### What you have to do
In the data beneath this task, how many lines contain "outerHTML"? Answer with the number only.
____
PR #1624, opened 2018-08-16
Generate ECMAScript module for contrib

ylemkimon:


contrib/copy-tex/copy-tex.webpack.js
```diff
@@ -0,0 +1,6 @@
+/**
+ * This is the webpack entry point for KaTeX. As ECMAScript doesn't support
+ * CSS modules natively, a separate entry point is used.
+ */
+import './copy-tex.css';
+import './copy-tex.js';
```
kevinbarabash: This change doesn't seem strictly necessary.  Was thine thinking to make it follow the same pattern as the main katex build?

rollup.config.js
```diff
@@ -1,14 +1,21 @@
...
+    input: entry.replace('.webpack', ''),
     output: {
-        file: 'dist/katex.mjs',
+        file: `dist/${name}.mjs`,
         format: 'es',
     },
     plugins: [
         babel({runtimeHelpers: true}),
+        alias({
+            katex: '../katex.mjs',
```
kevinbarabash: Does this require `katex` to appear first in `targets`?  Also, where is this used?

webpack.common.js
```diff
@@ -27,7 +27,7 @@ const targets /*: Array<Target> */ = [
     },
     {
         name: 'contrib/copy-tex',
-        entry: './contrib/copy-tex/copy-tex.js',
+        entry: './contrib/copy-tex/copy-tex.webpack.js',
```
kevinbarabash: If we're using `rollup.config.js` to build all of these targets, why is `copy-tex` the only one that needed to be changed to use `.webpack.js`?

rollup.config.js
ylemkimon: @kevinbarabash It transforms `import katex from ‘katex’` to `import katex from ‘../katex.mjs’` as browsers cannot resolve a module by its name by spec.

webpack.common.js
ylemkimon: @kevinbarabash `copy-tex` imports a CSS module that ESM doesn’t support. So we use separate entry point for webpack.

rollup.config.js
kevinbarabash: After I asked the question I ended up having to so something similar for another project.

PR #1635, opened 2018-08-18
Add intmath (Interactive Mathematics) to users list

edemaine:
As discussed in https://github.com/Khan/KaTeX/pull/1569#issuecomment-413801933


edemaine:
@ylemkimon Is it OK to merge other PRs while you're working on the release? (Feel free to merge if so.) Or should we wait?

ylemkimon:
@edemaine All changes except those to `docs/` and KaTeX source codes can be safely merged.

Issue #1616, opened 2018-08-14
Convert `for` array iterations to array functions


ylemkimon:
From [Airbnb style guide](https://github.com/airbnb/javascript):

> Use `map()` / `every()` / `filter()` / `find()` / `findIndex()` / `reduce()` / `some()` / ... to iterate over arrays

```javascript
const numbers = [1, 2, 3, 4, 5];

// bad
let sum = 0;
for (let num of numbers) {
  sum += num;
}
sum === 15;

// good
let sum = 0;
numbers.forEach((num) => {
  sum += num;
});
sum === 15;

// best (use the functional force)
const sum = numbers.reduce((total, num) => total + num, 0);
sum === 15;

// bad
const increasedByOne = [];
for (let i = 0; i < numbers.length; i++) {
  increasedByOne.push(numbers[i] + 1);
}

// good
const increasedByOne = [];
numbers.forEach((num) => {
  increasedByOne.push(num + 1);
});

// best (keeping it functional)
const increasedByOne = numbers.map(num => num + 1);
```

Ref: https://github.com/Khan/KaTeX/pull/1469#discussion_r203921764

VinVaz:
Can I work on this one?

kevinbarabash:
@VinVaz got for it. :)

kevinbarabash:
One thing to call out is that these functions will make `flow` typing harder.

ylemkimon:
@kevinbarabash Actually, it'll be easier to flow-type, as it understands those functions cannot mutate the array.

kevinbarabash:
Things like `filter` don't work quite as expect if you're trying to filter out elements of a certain type in the hope that the resultant array will be typed correctly.  If you know how to get around this and other similar issues I would be forever grateful.

SakaRicky:
Hi,
Is this issue still open for I'm interested in contributing through it as my first contribution.

SakaRicky:
Sorry I now see the close tag

Santosh1176:
Hi, is this issue still open? As I am seeing the open tag, can take a stab at this?

PR #1641, opened 2018-08-19
To array functions

VinVaz:
In regard of issue #1616.
Some of the for..in loop were also changed to object methods, but there were situations that it was not clear if it was the best thing to do, since the object iterated, been an object variable referenced by "this", could have its value as undefined in some cases throwing an error when processed. So I have only changed a portion of them, I hope that's not a problem, but it's something to be aware of.


ylemkimon:
`find()` and `findIndex()` are not supported by IE and old browsers, and they are not polyfilled as Babel cannot determine the type at compile time. I apologize I forgot to mention it in the issue.

contrib/auto-render/auto-render.js
```diff
@@ -21,39 +20,38 @@ const renderMathInText = function(text, optionsCopy) {
...
-    }
+    });
 
     return fragment;
 };
 
 const renderElem = function(elem, optionsCopy) {
-    for (let i = 0; i < elem.childNodes.length; i++) {
-        const childNode = elem.childNodes[i];
+    elem.childNodes.forEach((childNode, i) => {
```
ylemkimon: `NodeList.prototype.forEach()` is not supported by IE and old browsers.

contrib/copy-tex/copy-tex.js
```diff
@@ -12,10 +12,8 @@ document.addEventListener('copy', function(event) {
         return;  // default action OK if no .katex-mathml elements
     }
     // Preserve usual HTML copy/paste behavior.
-    const html = [];
-    for (let i = 0; i < fragment.childNodes.length; i++) {
-        html.push(fragment.childNodes[i].outerHTML);
-    }
+    const html = fragment.childNodes.map(node => node.outerHTML);
```
ylemkimon: `fragment.childNodes` is a `NodeList` and it doesn't have `map` method. You can use `Array.prototype.map.call`.

src/functions/verb.js
```diff
@@ -21,17 +21,16 @@ defineFunction({
     },
     htmlBuilder(group, options) {
         const text = buildCommon.makeVerb(group, options);
-        const body = [];
         // \verb enters text mode and therefore is sized like \textstyle
         const newOptions = options.havingStyle(options.style.text());
-        for (let i = 0; i < text.length; i++) {
-            let c = text[i];
+        const body = text.map((element) => {
```
ylemkimon: `text` is a `String`, and it doesn't have `map` method.

src/Parser.js
```diff
@@ -310,11 +310,10 @@ export default class Parser {
      */
     handleUnsupportedCmd(): AnyParseNode {
         const text = this.nextToken.text;
-        const textordArray = [];
 
-        for (let i = 0; i < text.length; i++) {
-            textordArray.push({type: "textord", mode: "text", text: text[i]});
-        }
+        const textordArray = text.map((element) => {
```
kevinbarabash: This loop can't be converted b/c `text` is a `string`.

src/buildCommon.js
```diff
@@ -276,11 +276,10 @@ const makeOrd = function<NODETYPE: "spacing" | "mathord" | "textord">(
         } else if (ligatures.hasOwnProperty(text) &&
                    fontName.substr(0, 10) === "Typewriter") {
             // Deconstruct ligatures in monospace fonts (\texttt, \tt).
-            const parts = [];
-            for (let i = 0; i < text.length; i++) {
-                parts.push(makeSymbol(text[i], fontName, mode, options,
-                                      classes.concat(fontClasses)));
-            }
+            const parts = text.map((element) => {
```
kevinbarabash: This loop can't be converted b/c `text` is a `string`.

src/domTree.js
```diff
@@ -60,24 +60,20 @@ const toNode = function(tagName: string): HTMLElement {
     node.className = createClass(this.classes);
 
     // Apply inline styles
-    for (const style in this.style) {
-        if (this.style.hasOwnProperty(style)) {
-            // $FlowFixMe Flow doesn't seem to understand span.style's type.
-            node.style[style] = this.style[style];
-        }
-    }
+    Object.keys(this.style).map((style) => {
```
kevinbarabash: Please use `Object["key"]` to avoid babel polyfilling this for us.

src/domTree.js
```diff
@@ -60,24 +60,20 @@ const toNode = function(tagName: string): HTMLElement {
...
+        node.style[style] = this.style[style];
+    });
 
     // Apply attributes
-    for (const attr in this.attributes) {
-        if (this.attributes.hasOwnProperty(attr)) {
-            node.setAttribute(attr, this.attributes[attr]);
-        }
-    }
+    Object.keys(this.attributes).map((attr) => {
```
kevinbarabash: Please use `Object["key"]` to avoid babel polyfilling this for us.

src/functions/verb.js
```diff
@@ -21,7 +21,6 @@ defineFunction({
     },
     htmlBuilder(group, options) {
         const text = buildCommon.makeVerb(group, options);
-        const body = [];
```
kevinbarabash: Why was this removed?

VinVaz:
I can see there is still an error, I'm working on it

VinVaz:
Since my first PR every time I send a push to my fork it seems it updates the PR for you, sorry for the noise

kevinbarabash:
@VinVaz no worries.  You should be able to run `yarn test` locally which should help with identify some of the issues before pushing.

VinVaz:
The local test only throws a Spawn Error and I have not been able to find its source.

kevinbarabash:
My guess is that there's something wrong with your dev environment.  I'm guessing you're on Windows.  In order to narrow things down, I would try running each command separately that the `test` script from package.json runs and then Google for the failure in whichever one fails.  In the meantime, circleci has reported the following test failures:
```
Error ---------------------------------------------------------------------------------- src/environments/array.js:244:9

Cannot assign `outrow` to `body[r]` because:
 - an indexer property is missing in `span` [1].
 - an indexer property is missing in `span` [2].

   src/environments/array.js:244:9
   244|         body[r] = outrow;
                ^^^^^^^

References:
   src/buildCommon.js:348:4
   348| ): DomSpan {
           ^^^^^^^ [1]
   src/buildCommon.js:523:67
   523| const makeVList = function(params: VListParam, options: Options): DomSpan {
                                                                          ^^^^^^^ [2]
```

kevinbarabash:
Also, something must not have worked with `CRLF to LF` since there's still 255 changes files according to GitHub.

ylemkimon:
The best way to fix these problems would be to save the work elsewhere, delete the whole project, and cloning a fresh copy. (https://xkcd.com/1597/ 😄)

kevinbarabash:
Closing due to lack of activity.  @VinVaz feel free to reopen a fresh PR if you have time.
____
### Task solution
2